PR #2806, opened 2019-11-22
fix: quickstart change and profile selection

nikhname:
*Issue #, if available:*

*Description of changes:*
Remove auth from quickstart and change api name to amplifyDatastore
Ask question for profile if default doesn't exist


packages/amplify-app/src/scripts/amplify-push.js
```diff
@@ -24,14 +25,25 @@ function getNamedProfiles() {
   return namedProfiles;
 }
 
-function checkIfProfileExists(profileToUse) {
+async function checkIfProfileExists(profileToUse) {
```
yuth: functin name should be changed. Better yet split this into 2 functions. One for checking and other for asking the user which profile they want to use if selected profile is missing in the computer

packages/amplify-app/src/scripts/amplify-push.js
```diff
@@ -24,14 +25,25 @@ function getNamedProfiles() {
...
-
-  if (!namedProfiles || !namedProfiles[profileToUse]) {
-    console.log(`Profile with name ${profileToUse} not found. Please create one`);
-    return false;
+  if (Object.keys(namedProfiles).length) {
+    if (namedProfiles[profileToUse]) {
+      return profileToUse;
+    } else if (Object.keys(namedProfiles).length === 1) {
+      return Object.keys(namedProfiles)[0];
+    }
```
yuth: Do we want to still ask the customer if they want to use the only profile available?

nikhname: They are implicitly choosing that profile if they are going through this flow and that is the only profile that exists

nikhname: Changing to ask even if is just one profile

packages/amplify-app/src/scripts/amplify-push.js
nikhname: Separating into two functions

packages/amplify-app/src/xcodeHelpers.js
```diff
@@ -5,7 +5,7 @@ const fs = require('fs-extra');
 async function getXcodeProjectDir() {
   const EXTENSION = '.xcodeproj';
   const files = fs.readdirSync(process.cwd());
-  const targetFiles = files.filter(function(file) {
+  const targetFiles = files.filter(function extenstionFilter(file) {
```
yuth: use arrow functions for these things when possible, so this does not get rebound

PR #2811, opened 2019-11-22
(fix) Use semver package

nikhname:
*Issue #, if available:*

*Description of changes:*
Use the semver package to validate node and cli versions, updating cli version if necessary

### DIFF
--- a/packages/amplify-app/src/index.js
+++ b/packages/amplify-app/src/index.js
@@ -8,8 +8,12 @@ const frameworkConfigMapping = require('./framework-config-mapping');
 const args = require('yargs').argv;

⁂

→ Work instructions
Output the complete set of records word for word.

→ Task answer
PR #2806, opened 2019-11-22
fix: quickstart change and profile selection

nikhname:
*Issue #, if available:*

*Description of changes:*
Remove auth from quickstart and change api name to amplifyDatastore
Ask question for profile if default doesn't exist


packages/amplify-app/src/scripts/amplify-push.js
```diff
@@ -24,14 +25,25 @@ function getNamedProfiles() {
   return namedProfiles;
 }
 
-function checkIfProfileExists(profileToUse) {
+async function checkIfProfileExists(profileToUse) {
```
yuth: functin name should be changed. Better yet split this into 2 functions. One for checking and other for asking the user which profile they want to use if selected profile is missing in the computer

packages/amplify-app/src/scripts/amplify-push.js
```diff
@@ -24,14 +25,25 @@ function getNamedProfiles() {
...
-
-  if (!namedProfiles || !namedProfiles[profileToUse]) {
-    console.log(`Profile with name ${profileToUse} not found. Please create one`);
-    return false;
+  if (Object.keys(namedProfiles).length) {
+    if (namedProfiles[profileToUse]) {
+      return profileToUse;
+    } else if (Object.keys(namedProfiles).length === 1) {
+      return Object.keys(namedProfiles)[0];
+    }
```
yuth: Do we want to still ask the customer if they want to use the only profile available?

nikhname: They are implicitly choosing that profile if they are going through this flow and that is the only profile that exists

nikhname: Changing to ask even if is just one profile

packages/amplify-app/src/scripts/amplify-push.js
nikhname: Separating into two functions

packages/amplify-app/src/xcodeHelpers.js
```diff
@@ -5,7 +5,7 @@ const fs = require('fs-extra');
 async function getXcodeProjectDir() {
   const EXTENSION = '.xcodeproj';
   const files = fs.readdirSync(process.cwd());
-  const targetFiles = files.filter(function(file) {
+  const targetFiles = files.filter(function extenstionFilter(file) {
```
yuth: use arrow functions for these things when possible, so this does not get rebound

PR #2811, opened 2019-11-22
(fix) Use semver package

nikhname:
*Issue #, if available:*

*Description of changes:*
Use the semver package to validate node and cli versions, updating cli version if necessary

### DIFF
--- a/packages/amplify-app/src/index.js
+++ b/packages/amplify-app/src/index.js
@@ -8,8 +8,12 @@ const frameworkConfigMapping = require('./framework-config-mapping');
 const args = require('yargs').argv;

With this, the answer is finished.